■ **INPUT DATA**:
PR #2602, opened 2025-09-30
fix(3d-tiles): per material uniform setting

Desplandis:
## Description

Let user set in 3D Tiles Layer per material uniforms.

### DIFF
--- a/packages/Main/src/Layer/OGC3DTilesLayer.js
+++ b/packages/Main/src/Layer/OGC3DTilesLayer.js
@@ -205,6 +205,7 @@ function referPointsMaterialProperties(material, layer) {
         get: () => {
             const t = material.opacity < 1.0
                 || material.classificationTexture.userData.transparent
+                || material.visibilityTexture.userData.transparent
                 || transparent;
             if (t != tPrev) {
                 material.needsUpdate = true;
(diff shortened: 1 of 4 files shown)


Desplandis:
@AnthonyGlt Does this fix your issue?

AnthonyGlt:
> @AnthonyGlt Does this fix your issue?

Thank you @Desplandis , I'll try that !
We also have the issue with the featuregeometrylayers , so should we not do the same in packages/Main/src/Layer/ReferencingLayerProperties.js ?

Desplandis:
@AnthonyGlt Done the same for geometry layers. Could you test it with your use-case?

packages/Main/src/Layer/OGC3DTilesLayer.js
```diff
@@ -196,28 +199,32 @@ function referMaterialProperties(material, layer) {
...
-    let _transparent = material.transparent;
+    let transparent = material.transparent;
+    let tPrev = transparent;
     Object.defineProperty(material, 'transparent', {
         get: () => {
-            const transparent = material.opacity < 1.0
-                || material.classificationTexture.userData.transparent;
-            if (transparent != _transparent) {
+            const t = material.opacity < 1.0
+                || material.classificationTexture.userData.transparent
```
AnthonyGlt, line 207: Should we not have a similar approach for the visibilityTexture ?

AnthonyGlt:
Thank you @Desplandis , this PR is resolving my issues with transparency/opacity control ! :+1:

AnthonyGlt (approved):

■ **TASK OBJECTIVE**:
Please count how many lines of the records include "packages", giving the number and nothing else.

■ **SOLUTION FOR THIS TASK**:
4